Workflow: Predicting a binary variable with the Decision Tree block


The Decision Tree block enables you to apply a Decision Tree predictive model to an input dataset.

The following demonstrates how to use the Decision Tree block to predict a dependent Score variable from an input dataset basketball_shots.csv (containing observations that detail a basketball shot in a professional game and the person taking the shot) based on other independent variables dataset:

  1. Import the basketball_shots.csv dataset onto a Workflow canvas using the Text File Import block.
  2. Expand the Model Training group in the Workflow palette, then click and drag a Decision Tree block onto the Workflow canvas.

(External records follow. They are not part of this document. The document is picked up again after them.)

Issue #952, opened 2026-08-06
[RFC]: Add native DeepSeek-V4-Flash DSpark support


Sawyer117:
## Summary

This RFC proposes adding native DeepSeek-V4-Flash support to `speculators`: a DSpark draft built on DSV4's own architecture. The implementation and the training run are both complete. The target is `deepseek-ai/DeepSeek-V4-Flash` (Preview), not the later `DeepSeek-V4-Flash-0731` release. The numbers below are measured against the released DeepSeek DSpark draft on the same serve (vLLM 0.23 + vllm-ascend, `num_speculative_tokens=5`, greedy, full `DATASET=all`):

| epoch | 0.5 | 1.0 | 1.5 | 2.0 | 2.5 | 3.0 | 3.5 | 4.0 | 4.5 | 5.0 |
|---|---|---|---|---|---|---|---|---|---|---|
| mean accept_len | 3.84 | 4.06 | 4.18 | 4.25 | 4.29 | 4.35 | 4.36 | 4.39 | 4.41 | 4.40 |
| % of released (4.42) | 87.0 | 91.8 | 94.6 | 96.3 | 97.2 | 98.4 | 98.7 | 99.4 | 99.7 | 99.5 |

![current best vs released draft](https://raw.githubusercontent.com/Sawyer117/speculators/feat/dsv4-dspark/docs/deployment/images/current_best_vs_released_final_ep5p0.png)

Per-dataset accept_len at the final checkpoint, on the same serve:

| | gsm8k | math500 | humaneval | mbpp | mt-bench |
|---|---|---|---|---|---|
| this draft, 5 epochs | 4.849 | 4.565 | 4.933 | 4.555 | 3.079 |
| released DSpark draft | 4.658 | 4.661 | 4.942 | 4.535 | 3.294 |

The curve is flat over the last three checkpoints: the five-dataset mean spans 0.014 across 4.0 / 4.5 /
5.0 epochs and gsm8k's per-checkpoint gain holds at +0.009. The learning rate is a cosine decay reaching
zero at 5 epochs, so the run ends fully annealed. Per-dataset and per-position numbers for all ten
checkpoints are in the evaluation ledger linked below.

## What is implemented

- A DSV4-native draft model: 3 × [MLA (q/o LoRA, per-head attention sink) + 256-routed/1-shared MoE
  (`sqrtsoftplus` scoring, `noaux_tc` top-k) + manifold-constrained hyper-connections], plus the
[...]

PR #1041, opened 2026-08-25
feat: DeepSeek-V4-Flash DSpark draft model

Sawyer117:
## Purpose

Follow-up to #952, split into two designs as @shanjiaz asked. This is the model
definition; the companion design (expert-parallel training) comes separately, and the two
are independent of each other.

Add a `dsv4_dspark` speculator: the DSpark algorithm (block drafting, a Markov transition
head, a confidence head) on a draft whose backbone mirrors DeepSeek-V4-Flash's decoder
layer. Three layers, ~21B total parameters, ~1.5B active.

One new directory, **2085 lines across 11 files**, plus 385 lines of tests. Zero deletions.

```
models/dsv4_dspark/
  __init__.py   19   config.py   130   core.py   796   checkpoint_mapping.py  259
  backbone/
    __init__.py 16   attention.py 219  moe.py    291   block.py   70
    hyper.py   124   rotary.py    112  norm.py    49
```

Three shared files, 34 lines between them, no behaviour change for any other model: three
lines of registration in `models/__init__.py`; two flags in `train/config/schema.py` that
only this model reads (`DraftArgs` already carries several of those); and in
`train/checkpointer.py` an optional hook so a model can translate its own on-disk layout
when a run resumes — a model that does not define it gets back the object it was passed,
which is a test rather than a claim.

**Why it needs its own model definition.** The draft is close to the target but not the
same, and the differences are in the attention: a per-head sink in the softmax denominator,
which no fused path takes, and a block drafter's access pattern — gamma-wide non-causal
queries over a sliding window of target context, no KV cache. Neither is reachable by
configuring an existing module.

**Not in this proposal.** Our tree carries four more files under `backbone/` — the
expert-parallel dispatch, a grouped GEMM, a kernel registry and a `torch.compile` wrapper.
None are here, and neither are the dispatch points: every heavy op calls its reference
implementation directly, so there is no plugin seam in this diff and no vendor call in it.
The dispatch belongs to the companion design; the rest is an accelerator story we would
rather bring separately.

**Three environment switches**, two of which we are happy to move: `DSPARK_RECOMPUTE`
(activation checkpointing per draft layer), `DSPARK_MOE_BALANCE_RATE` (the `noaux_tc` bias
update — the rate is also the switch), and `DSPARK_LOG_EXPERT_LOAD` (expert-utilisation
counters). The counters belong to the model, since routing collapse does not show in the
loss curve. The other two are recipe features that happen to live here — their own PR, or
config fields instead of environment reads, whichever you prefer. Either way, the numbers
below come from runs with both enabled.

## `--freeze-experts`

@zihanlin-ai's suggestion, and it removes the dependency on the expert-parallel design:
routed experts get `requires_grad=False` and drop out of the optimizer, so nothing is left
to shard and the two proposals can be reviewed in either order.

Two caveats. The memory does not go away, it stops being sharded — ~42 GB of frozen bf16
experts resident per rank, an 80 GB-class recipe. And we have not trained this way: every
number below is full-expert EP training, and we are not attaching an acceptance-length
claim to a regime we have not measured.

## `--init-from-target`

`--init-from-target attn moe hc norm` (or `all`) warm-starts those parts of each draft
layer from the matching verifier layer. Off by default: @zihanlin-ai found MTP lineage in
the released weights only in Flash-family layer 0, and we found the released draft's router
`gate.bias` balanced only in layer 0 and untouched elsewhere, yet scoring 4.42.

The router is never warm-started, only its experts. The verifier's `gate.weight` was fitted
to a much wider hidden distribution and concentrates the draft's routing on a few experts;
its balance bias solves for the verifier's own load. That is an argument, not a measurement
— we have not A/B'd inheriting the router — so it is stated here rather than left as a flag
whose default we could not defend.

@zihanlin-ai also asked for per-layer **and per-slot** expert-utilisation counters. This has
per-layer: used/dead counts, normalized entropy, effective expert count, and the hot-expert
set across steps, so a fixed collapsed subset can be told from a rotating one. Per-slot is
not there — the counters aggregate over a forward. Say the word and we will add it. Their
remaining points bear on expert-parallel training and are answered in the companion design.

## Performance

The expert compute is the reference implementation: correct, portable, not fast. We are not
quoting a speedup, because we have not benchmarked a fused grouped GEMM against it.

## Checkpoint layout — your call, not ours

Two conventions exist for a DSpark draft and they disagree:

| loader | reads |
|---|---|
| `vllm/models/deepseek_v4/nvidia/dspark.py` | `mtp.{0,1,2}.*` from the target checkpoint |
| `vllm_ascend/models/deepseek_v4/dspark.py` | `mtp.{i}.*` |
| `vllm/model_executor/models/qwen3_dspark.py` | speculators-native (`layers.*`, `d2t`/`t2d`) |

The split is by provenance, not hardware: drafts DeepSeek releases live in the target
checkpoint's `mtp.*` namespace, drafts speculators trains use this library's layout. We are
the first speculators-trained DSV4 draft, so the two have not collided before.

| | today | cost |
|---|---|---|
| **A** emit `mtp.*` | loads on GPU and Ascend unchanged | a speculators checkpoint that does not look like one |
| **B** emit speculators-native | nothing serves it | a loader branch in both vLLM and vllm-ascend |
| **C** emit native, ship an exporter | one documented step to serve | the step exists until B lands |

**We lean to A**: speculators and vLLM are one project, so a checkpoint this library trains
should be one the sibling engine can load. B does not exist, and C leaves the checkpoint
just as unloadable with an export step in front of it.

A is implemented as registered `WeightRenaming` / `WeightConverter` rules, the way
`transformers` handles Mixtral — no save override. It is also what keeps serving out of
scope: DeepSeek ships the draft *inside* the target checkpoint, 4,705 `mtp.*` tensors
alongside 67,606 target ones under a `config.json` that already carries the `dspark_*`
fields. A draft trained here writes exactly those 4,705, so nothing has to describe it.

Against A, and worth saying before someone finds it: the prefix is misleading and upstream
is already dealing with it. vLLM PR #52165 (open, closing issue #52111) puts it as
*"DeepSeek-V4-Flash-0731 and DeepSeek-V4-Pro-0813 do not have MTP heads — their `mtp.*`
tensors are DSpark drafters. vLLM routes them to `DeepSeekV4MTPModel` anyway and dies deep
in the weight loader."* If you would rather we emit the native layout and write the loader
changes as follow-up, we will.

One thing worth passing on either way: a round trip is not a sufficient check. A rule and
its own inverse agree whatever they emit, so a mapping can round-trip perfectly and still
write a layout no loader recognises. Ours did, until the key set was compared against the
release.

And the line we would draw: this proposal guarantees the checkpoint, not the engine. A run
that changes the recipe saves and reloads losslessly, and whatever the released layout has
no slot for keeps its module name rather than being forced into `mtp.*` under an invented
one. Whether an engine understands a recipe it has never seen is that engine's concern.
(Relatedly: `algos.py::update_dspark` falls back to `Qwen3DSparkModel`, so a
speculators-format DSV4 checkpoint reaches the wrong architecture. Choosing A is what keeps
this proposal independent of that.)

## Evidence

775,965 rows self-distilled from the target at temperature 0; 8 Ascend NPUs (EP8 + FSDP2),
hidden states supplied online by a live serving instance of the target. Scored on the same
stack, greedy, `num_speculative_tokens=5`:

| | gsm8k | math500 | humaneval | mbpp | mt-bench | 5-set mean | non-chat 4 |
|---|---:|---:|---:|---:|---:|---:|---:|
| released DeepSeek draft | 4.665 | 4.639 | 4.939 | 4.526 | 3.347 | **4.4232** | 4.6922 |
| this draft, 5 epochs | 4.845 | 4.565 | 4.971 | 4.546 | 3.154 | **4.4162** | **4.7317** |
| | | | | | | 99.84% | 100.84% |

Ahead on the four non-chat datasets; the remaining gap is multi-turn chat, which we read as
training-data coverage rather than architecture. The run is fully annealed and the last
three checkpoints span 0.014 on the five-set mean.

## Open questions

1. **What would you want to see before taking ~2000 lines in-tree?** We commit to
   maintaining it, keeping it working as the training stack moves, and testing it on the
   hardware we have. If there is a bar for a model this size — a test, a doc, a
   second-platform run — tell us and we will meet it.
2. **Is a reference expert implementation acceptable in-tree**, portable and correct but
   not fast? We think yes for a first landing, with performance as a separate conversation.
3. **Should `--freeze-experts` be the documented default** for anyone reproducing this
   without expert-parallel hardware, given we have not measured its quality?

## Tests

```
$ pytest tests/unit -q
798 passed, 5 skipped in 3:32
```

`make quality` passes as well, against the `ruff` and `mypy` versions `pyproject.toml`
pins.

Twelve of those tests are new and run on a CPU-sized model in about two seconds:

| test | what it pins |
|---|---|
| `test_saved_keys_match_the_released_draft` | the emitted key set equals the released draft's, exactly |
| `test_round_trip_is_bit_identical` | save then load returns the same tensors |
| `test_experts_are_stacked_in_the_module_and_per_expert_on_disk` | one stacked parameter in memory, one tensor per expert on disk |
| `test_resume_reads_back_the_layout_it_wrote` | the single-device resume path |
| `test_the_distributed_resume_path_loads_the_same_weights` | the same, through `set_model_state_dict` |
| `test_a_released_checkpoint_that_covers_nothing_is_refused` | `strict=False` cannot hide a total mismatch |
| `test_module_layout_checkpoints_still_load` | checkpoints written before the mapping existed |
| `test_the_checkpointer_hook_is_a_no_op_for_other_models` | the shared hook, on a Qwen3 DSpark draft |
| `test_freeze_routed_experts_leaves_the_rest_trainable` | `--freeze-experts` |
| `test_init_from_target_selects_parts` | `--init-from-target`, including `all` |
| `test_init_from_target_rejects_an_unknown_part` | an unknown part is refused, not ignored |
| `test_chunked_attention_matches_the_unchunked_path` | chunking the query axis changes only floating-point associativity |

## Checklist

I have filled in:

### DIFF
--- a/src/speculators/models/__init__.py
+++ b/src/speculators/models/__init__.py
@@ -2,6 +2,7 @@ from speculators.models.attention import ALL_ATTENTION_FUNCTIONS  # noqa: F401
 
 from .dflash import DFlashDraftModel, DFlashSpeculatorConfig
 from .dspark import DSparkDraftModel, DSparkSpeculatorConfig
+from .dsv4_dspark import DSV4DSparkConfig, DSV4DSparkDraftModel
 from .eagle3 import Eagle3DraftModel, Eagle3SpeculatorConfig
 from .mtp import MTPDraftModel, MTPSpeculatorConfig
 from .peagle import PEagleDraftModel, PEagleSpeculatorConfig
@@ -9,6 +10,8 @@ from .peagle import PEagleDraftModel, PEagleSpeculatorConfig
 __all__ = [
     "DFlashDraftModel",
     "DFlashSpeculatorConfig",
+    "DSV4DSparkConfig",
+    "DSV4DSparkDraftModel",
     "DSparkDraftModel",
     "DSparkSpeculatorConfig",
     "Eagle3DraftModel",
--- a/src/speculators/models/dsv4_dspark/__init__.py
+++ b/src/speculators/models/dsv4_dspark/__init__.py
@@ -1,0 +1,19 @@
+"""DeepSeek-V4-Flash DSpark draft speculator.
+
+A self-contained, backend-agnostic implementation of the DSpark draft *backbone* for
+DeepSeek-V4-Flash: multi-head latent attention with per-head attention sinks, 256 routed
+experts + 1 shared per layer, and hyper-connections in place of the residual stream --
+plain PyTorch throughout.
+
+The DSpark *method* (anchor-block sampling, the Markov and confidence heads, the
+compound loss, and the SpeculatorModel / trainer / data contract) is reused as-is from
+:mod:`speculators.models.dspark`; this package adds only the DSV4-native backbone and
+the thin subclass that swaps it in.
+"""
+
+from __future__ import annotations
+
+from .config import DSparkDraftConfig
+from .core import DSV4DSparkConfig, DSV4DSparkDraftModel
+
+__all__ = ["DSV4DSparkConfig", "DSV4DSparkDraftModel", "DSparkDraftConfig"]
--- a/src/speculators/models/dsv4_dspark/backbone/__init__.py
+++ b/src/speculators/models/dsv4_dspark/backbone/__init__.py
@@ -1,0 +1,16 @@
+"""Backend-agnostic DSV4 decoder backbone for the DSpark draft.
+
+A self-contained torch implementation of the DeepSeek-V4-Flash decoder shape:
+multi-head latent attention with per-head sinks, 256 routed experts + 1 shared, and
+hyper-connections. Plain PyTorch throughout, with no dependency on any accelerator
+package.
+"""
+
+from __future__ import annotations
+
+from .norm import RMSNorm, UnweightedRMSNorm
+
+__all__ = [
+    "RMSNorm",
+    "UnweightedRMSNorm",
+]
--- a/src/speculators/models/dsv4_dspark/backbone/attention.py
+++ b/src/speculators/models/dsv4_dspark/backbone/attention.py
@@ -1,0 +1,219 @@
+"""Multi-head latent attention with a per-head learnable sink (DSV4 draft).
+
+Two layers here:
+
+* :func:`sink_block_attention` — the numerical core: a dense, non-causal
+  sink-softmax over ``[context + block]`` KV. Vanilla SDPA cannot
+  express the sink (it is an extra term in the softmax denominator), so this
+  eager einsum form is the sink-correct path.
+
+* :class:`LatentAttention` — the MLA projection stack (low-rank query
+  ``wq_a→q_norm→wq_b`` + per-head RMS, single shared-KV ``wkv→kv_norm``,
+  grouped low-rank output ``wo_a→wo_b``) plus the learnable ``sink``. Its
+  training forward assembles per-anchor-block queries/keys/values and calls
+  :func:`sink_block_attention`; it does not use a KV cache (teacher-forced).
+
+Weight-name note: the released checkpoint stores these as ``wq_a`` / ``wq_b`` /
+``wkv`` / ``wo_a`` / ``wo_b`` / ``attn_sink``; the loader maps those onto the
+descriptive attribute names here.
+"""
+
+from __future__ import annotations
+
+import torch
+from torch import nn
+
+from .norm import RMSNorm, UnweightedRMSNorm
+from .rotary import apply_rotary_emb
+
+# k/v arrive as [N, Sk, D]: one shared KV head, no head axis.
+_SHARED_KV_RANK = 3
+# Cap on the fp32 logit block a single attention chunk may allocate. The dense
+# [N, Sq, H, Sk] intermediates are the largest tensors in the model: at 512 anchors over
+# a 22k-token context they are ~18 GB each, and three of them are live at once without
+# chunking. Chunking the query axis is exact -- the softmax normalizes per query row --
+# and leaves only the probabilities retained for backward, which activation
+# checkpointing then removes as well.
+_ATTN_CHUNK_BYTES = 1 << 30
+
+
+def sink_block_attention(
+    q: torch.Tensor,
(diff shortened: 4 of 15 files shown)


Sawyer117:
All six of @coderabbitai's findings are addressed in `c104fd2`. Incremental reviews are
off on this repo, so the threads stay open — listing them here instead.

1. **Uninitialized parameters.** `Router.weight` and the two mHC projections came from
   `torch.empty` and were only re-initialized when a degeneracy scan found NaN,
   non-finite or all-zero values. Finite garbage passes that check, so a run could start
   from uninitialized memory silently and non-reproducibly. Initialized where they are
   created now.
2. **Aliased expert-load counters.** The diagnostic held the tensor
   `update_load_balance_bias` all-reduces in place, so the per-rank histogram was
   reported as a global sum. Cloned.
3. **Per-rank expert slice with no dispatch.** Removed. Expert parallelism is the
   companion design; the slice had nothing here to match it.
4. **Conversion peak memory.** Layout conversion held the per-expert tensors and the
   stacked copies at once — a second full routed-expert allocation on resume. It streams
   by layer group and consumes its input now.
5. **Dense fp32 attention logits.** Chunked along the query axis; exact up to
   floating-point associativity (~2 ulp forward and backward, pinned by a test). Worth
   being precise about the size of the win: it takes roughly 3x off the peak, not an
   asymptotic factor, and `DSPARK_RECOMPUTE=1` is what removes the retained
   probabilities. A streaming softmax would be a kernel, which this PR deliberately does
   not carry.
6. **`DSPARK_RECOMPUTE`.** Accepts `true`/`yes`/`on` rather than raising.

`ruff`, `ruff format` and `mypy --check-untyped-defs` are clean against the versions
`pyproject.toml` pins; `pytest tests/unit` is 798 passed, 5 skipped. The `Quality`
workflow has not run on any of the three revisions — it is waiting on approval.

  3. Click the Output port of the basketball_shots dataset block and drag a connection towards the Input port of the Decision Tree block.
  4. Double-click the Decision Tree block to display the Decision Tree Editor view and the Decision Tree Preferences dialog box.

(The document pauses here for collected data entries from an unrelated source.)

PR #1008, opened 2026-08-19
revert: remove speculators import from launch_vllm.py

rahul-tuli:
## Purpose

Reverts #958.

`launch_vllm.py` is executed via `VLLM_PYTHON`, which points at a vLLM-only virtualenv that does **not** have `speculators` installed. The top-level `from speculators.provenance import ...` added in #958 causes an immediate `ImportError`, crashing the vLLM server before it can start. This breaks every e2e smoke test that launches a vLLM server subprocess.

**Root cause:** `scripts/launch_vllm.py` must remain dependency-free with respect to `speculators` because it runs in the vLLM process, not the speculators process.

## What is reverted

- `scripts/launch_vllm.py` — provenance artifact writers and `speculators.provenance` imports
- `scripts/evaluate/evaluate.py` — `vllm_command.txt` hint
- `src/speculators/train/utils.py` — `find_repo_root` import and `cwd=` change
- `tests/unit/scripts/test_provenance_integration.py` — removed
- `tests/unit/scripts/test_vllm_provenance.py` — removed
- `AGENTS.md` — provenance docs reverted

## Test plan

- [ ] `test_mtp_finetuning_smoke` passes with vLLM 0.27.1 (cellA)
- [ ] `test_mtp_finetuning_smoke` passes with vLLM nightly (cellB)
- [ ] `make quality` passes

🤖 Generated with [Claude Code](https://claude.com/claude-code)

PR #1043, opened 2026-08-26
feat(launch_vllm): re-add vLLM provenance via generated sibling module

orestis-z:
## Summary

Re-applies the vLLM provenance feature from #958, which was reverted in #1008.

**Why #958 was reverted:** `launch_vllm.py` is executed via `VLLM_PYTHON` — a vLLM-only virtualenv that does **not** have `speculators` installed. The top-level `from speculators.provenance import ...` added in #958 raised an immediate `ImportError`, crashing the vLLM server before it could start and breaking every e2e smoke test that launches a server subprocess.

**Fix:** keep `src/speculators/provenance.py` as the single source of truth, but generate a byte-identical, stdlib-only sibling copy at `scripts/_provenance.py` and import from that. Because `scripts/` is `sys.path[0]` when the script is run directly (both the example shell scripts and the `VLLM_PYTHON` subprocess launch it that way), the import resolves with **zero dependency on `speculators`** — the exact constraint the revert called out.

A small `scripts/sync_provenance.py` drives the copy and is wired into the Makefile:
- `make style` → regenerates `scripts/_provenance.py`
- `make quality` → `--check` fails if the copy has drifted (so CI enforces parity)

## What's included

Exact restore of #958:
- `scripts/launch_vllm.py` — `--provenance-dir` / `--no-hash-checkpoints` flags + `vllm_command.txt` / `vllm.patch` / `checkpoint_sha256.txt` writers (best-effort; failures warn but never block launch). Only change vs #958: imports from `_provenance`.
- `scripts/evaluate/evaluate.py` — hint when `vllm_command.txt` is absent
- `src/speculators/train/utils.py` — `find_repo_root` + `cwd=repo_root` on the git subprocess
- `AGENTS.md` — provenance docs
- unit + integration tests

New (the drift-guard + regression coverage):
- `scripts/_provenance.py` (generated), `scripts/sync_provenance.py`, Makefile wiring
- `tests/unit/scripts/conftest.py` — puts `scripts/` on `sys.path`
- `TestVenvIsolation` in `test_provenance_integration.py` — imports `launch_vllm.py` with `speculators` stripped from `sys.path`, reproducing and guarding against the exact #1008 failure mode

## Test plan

- [x] `tests/unit/scripts/test_vllm_provenance.py` + `test_provenance_integration.py::TestVenvIsolation` pass (21 tests)
- [x] `ruff check` / `ruff format --check` pass on changed files
- [x] `scripts/sync_provenance.py --check` passes (copy in sync)
- [x] `mdformat --check AGENTS.md` passes
- [ ] e2e smoke tests (`test_mtp_finetuning_smoke`) pass with a vLLM-only venv

### DIFF
--- a/scripts/sync_provenance.py
+++ b/scripts/sync_provenance.py
@@ -1,0 +1,75 @@
+"""Sync src/speculators/provenance.py → scripts/_provenance.py.
+
+Run with no args to regenerate; run with --check to verify the copy is current.
+Wired into `make style` (regenerate) and `make quality` (check).
+"""
+
+from __future__ import annotations
+
+import argparse
+import sys
+import tempfile
+from pathlib import Path
+
+REPO_ROOT = Path(__file__).resolve().parents[1]
+SRC = REPO_ROOT / "src" / "speculators" / "provenance.py"
+DST = REPO_ROOT / "scripts" / "_provenance.py"
+
+BANNER = """\
+# ============================================================================
+# AUTO-GENERATED — do not edit directly.
+# Source of truth: src/speculators/provenance.py
+# Regenerate with: make style   (or: python scripts/sync_provenance.py)
+# ============================================================================
+"""
+
+
+def _generated(src_text: str) -> str:
+    return BANNER + src_text
+
+
+def main() -> None:
+    parser = argparse.ArgumentParser(description=__doc__)
+    parser.add_argument(
+        "--check",
+        action="store_true",
+        help="Exit non-zero if scripts/_provenance.py is out of sync",
+    )
+    args = parser.parse_args()
+
+    src_text = SRC.read_text()
+    expected = _generated(src_text)
+
+    if args.check:
+        if not DST.exists():
+            print(
+                f"ERROR: {DST} does not exist. Run `make style` to generate it.",
+                file=sys.stderr,
+            )
+            sys.exit(1)
+        actual = DST.read_text()
+        if actual != expected:
+            print(
+                f"ERROR: {DST} is out of sync with {SRC}.\n"
+                "Run `make style` (or: python scripts/sync_provenance.py) to update.",
+                file=sys.stderr,
+            )
+            sys.exit(1)
+        print(f"OK: {DST} is in sync.")
+    else:
+        fd, tmp = tempfile.mkstemp(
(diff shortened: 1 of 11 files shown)


scripts/sync_provenance.py
```diff
@@ -0,0 +1,75 @@
...
+        )
+        tmp_path = Path(tmp)
+        try:
+            with open(fd, "w") as f:
+                f.write(expected)
+            tmp_path.replace(DST)
+        finally:
+            if tmp_path.exists():
+                tmp_path.unlink()
+        print(f"Synced {SRC} → {DST}")
```
rahul-tuli, line 71: Quick thing I noticed while testing this locally, the comment above the `sync-provenance` hook says it "fails the commit if the copy changed, prompting a re-stage," but I don't think that's what actually happens? I tried editing `src/speculators/provenance.py` and running `python scripts/sync_provenance.py` directly, and it regenerated `scripts/_provenance.py` correctly but still exited `0`. Since pre-commit only blocks a commit on a non-zero exit code, it looks like this hook can never actually stop a commit, it'll just quietly update the file in the working tree, and whatever was already staged (the old, out-of-sync version) is what gets committed. (this would ofcourse get caught in our CI just confirming if this is the intended behavior)

rahul-tuli (approved):
LGTM! just a couple of questions:
1) About the intended behavior posted as a comment on sync_provenance.py
2) The PR looks good for now, and we can probably do this as a follow up, I was thinking if a symlink would achieve the same goal with less ongoing maintenance than the generated-copy + sync script?

scripts/sync_provenance.py
orestis-z: Good catch, but it does block — just not via the exit code. pre-commit fails any run where a hook *modifies a tracked file*, independent of exit status (same mechanism as `ruff format` / `end-of-file-fixer`). Standalone the script exits 0, but under pre-commit the regenerated `_provenance.py` is detected as modified and the commit is rejected. Verified locally (edit `provenance.py`, stage only it, commit):

```
Sync scripts/_provenance.py ...Failed
- hook id: sync-provenance
- files were modified by this hook
```

exit 1, with `_provenance.py` left modified for re-staging — so the stale staged copy can't land. `make quality --check` is the CI backstop regardless.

  5. In the Decision Tree Preferences dialog box:
    1. In the Dependent variable drop-down list, select Score.
    2. In the Target Category drop-down list, select 1 (one).

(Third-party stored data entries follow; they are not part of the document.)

PR #1, opened 2015-02-11
Convert lorax to use DNF instead of yum

bcl:
This also adds cmdline arguments so that pungi (and other tools) can call lorax directly instead of using it as a library. This allows lorax to move forward with DNF and python3 work without needing to wait on other packages.


vpodzime:
@bcl, could you please merge this as master-dnf?

PR #2, opened 2015-02-27
Move stage2 to images/install.img (#815275)

bcl:
Use the same stage2 location for all arches, put it in images with all
the other images. This only effects boot.iso, live images still use
LiveOS/squashfs.img because that's where dracut's 90dmsquashfs-live
module expects to find it.

For boot.iso anaconda-dracut handles finding stage2, looking at
images/install.img and LiveOS/squashfs.img


vpodzime:
Looks good to me.

PR #3, opened 2015-03-03
Turn off ldconfig

bcl:
We don't need to update ldconfig when running the boot.iso, disable it
to speed up the boot.


vpodzime:
Looks good to me.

    3. In the Unselected Independent Variables list, press and hold CTRL and select angle, distance_feet, height, position, and weight.
    4. Click Select to move the specified variables to the Selected Independent Variables list.
  6. Click OK to save the configuration and close the Decision Tree Preferences dialog box.
  7. Right click the 0:Score node and select Grow (C4.5) to train the model.
  8. Close the Decision Tree Editor View and save the configuration when prompted.

A green execution status is displayed in the Output port of the Decision Tree block. The Decision Tree block output can be used with a Score Block in order to make predictions on a dataset.